Ted is right, Norm’s jokes are constructed from humorous betrayal.  We think we know what’s funny, we hear a set up — and we expect the joke to go in a certain direction.  But Norm often doesn’t even seem to go for a joke.  He says… well, nothing funny at all.  He says obvious, blatant things.  But the delivery is superb and what you get is basically a mastery of bad jokes.

And I love me some bad jokes.

But its not just that, you see.  Because, to me, Norm Macdonald is one of the most stolen from comedians of the 21st century.  Look at the shows that now dominate television comedy: the Office, 30 Rcok, My Name is Earl.  Movies like Anchorman and 40 Year Old Virgin.  All those characters and the dead-pan deliver owe a great debt to Norm Macdonald.  Now bad jokes are a huge part of our lexicon.  We love those characters that deliver the crappy jokes like they’re funny.  We walk around saying “that’s what she said” like its actually a really funny joke. Oh sure — now we all know its funny because its really not funny at all.  But a decade ag0 it was a real gamble.  I remember going to see “Dirty Work” in theaters.  Looking back now, its impossible to believe that it came out in 1998.  So much of its material (even despite its obvious late 90s mores — sometimes looking at Macdonald’s wardrobe is just too much to bear) fits in better with the Judd Apatow era of quirky, strange films about self-conscious unattractive men.

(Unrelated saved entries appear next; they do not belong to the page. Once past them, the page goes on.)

PR #1530, opened 2023-10-03
fix: Fixes serialization threading, moves world save to end of loop, and eliminates Parallel.ForEach.

kamronbatman:
### Summary
- [X] Eliminates Parallel.ForEach to speed up serializing to memory.
- [X] Adds GenericPersistence as single entities so they are properly serialized in parallel with the new logic.
- [X] Moves saves to the end of the world tick so that way packets/timers/context have all executed.

### DIFF
--- a/Projects/Server/Guild.cs
+++ b/Projects/Server/Guild.cs
@@ -50,9 +50,9 @@ public abstract class BaseGuild : ISerializable
     [CommandProperty(AccessLevel.GameMaster, readOnly: true)]
     public DateTime Created { get; set; } = Core.Now;
 
-    long ISerializable.SavePosition { get; set; } = -1;
+    public long SavePosition { get; set; } = -1;
 
-    BufferWriter ISerializable.SaveBuffer { get; set; }
+    public BufferWriter SaveBuffer { get; set; }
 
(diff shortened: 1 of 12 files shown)


Projects/UOContent/Accounting/Account.cs
```diff
@@ -1205,5 +1205,9 @@ public Mobile Current
                 get => _current;
             }
         }
+
+        public long SavePosition { get; set; }
+
+        public BufferWriter SaveBuffer { get; set; }
```
kamronbatman, line 1211: I am not sure how this worked before without it.

Projects/UOContent/Engines/Bulk Orders/Books/BaseBOBEntry.cs
```diff
@@ -57,4 +57,8 @@ private void Deserialize(IGenericReader reader, int version)
             throw new Exception("Unknown deserialization error in presource generated BOB Entries");
         }
     }
+
+    public long SavePosition { get; set; }
+
+    public BufferWriter SaveBuffer { get; set; }
```
kamronbatman, line 63: Same as above.

PR #1534, opened 2023-10-06
Fix for vendors not actually selling anything (except via Buy Agent)

blendax78:
Issue:
* The Items queue was never actually getting populated with any items, so the `ConsumeTotal` call was always returning false, causing the vendor to always say the user doesn't have enough gold.

Changes:
* Removed the `Item.add()` call and added an `items.Enqueue()` call to items.


kamronbatman (approved):
Thank you!!

PR #1539, opened 2023-10-11
fix: Fixes span reader ReadString

kamronbatman:


blendax78 (approved):
Tested and works great

blendax78 (approved):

Macdonald is a trail blazer.  In an era when many have forgotten how a joke is supposed to be told; When comics lack even a basic mastery of craft; And, indeed, when audiences are full of morons like me who think THEY know what funny is — Norm Macdonald is just a funny-ass guy who can make you laughing by showing you how NOT to make people laugh.

Its a special gift.

ZOË RICE: Ugh. Before writing this, I rewatched Norm Macdonald’s most recent appearance on Conan O’Brien, and I got to dislike him just a little bit more. Like Ted and Akie, Norm first appeared on my radar on SNL’s Weekend Update. I really didn’t like him. It wasn’t the jokes so much, but the way he told them. Norm’s tone of voice strikes me not only as obnoxious but also entitled. The subtext of his delivery seems to say, “If you’re not laughing at my jokes, screw you.” It’s not that nothing funny ever comes out of Norm Macdonald’s mouth. I just happen to find him completely unsympathetic.

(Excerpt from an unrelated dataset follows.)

PR #1547, opened 2023-10-15
fix: Changes Map.Sector.Items to link list.

kamronbatman:
### Summary

Eliminates `IPooledEnumerable<T>` and `eable.Free()` from `Map` for items. This drastically simplifies code that iterates in range, for example:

But more than that, he’s kind of just rude. Later in that Conan episode, he kept interrupting Thomas Hayden Church, to the extent that Church got riled, saying, “Norm, you’re killing my flow here” and later, “Norm, when’s the Prozac gonna kick in?” Perhaps Norm fans will root him on for this, but it came across as awkward for all involved throughout nearly the entire clip. I found myself hoping to never see Norm Macdonald on Conan again. I think it’s this: If I knew Norm in real life, I would hate hanging out with him.

So, do I find some of his jokes funny? Maybe once in a while. But also many are excruciating. And the funny ones aren’t funny enough to keep me from changing the channel.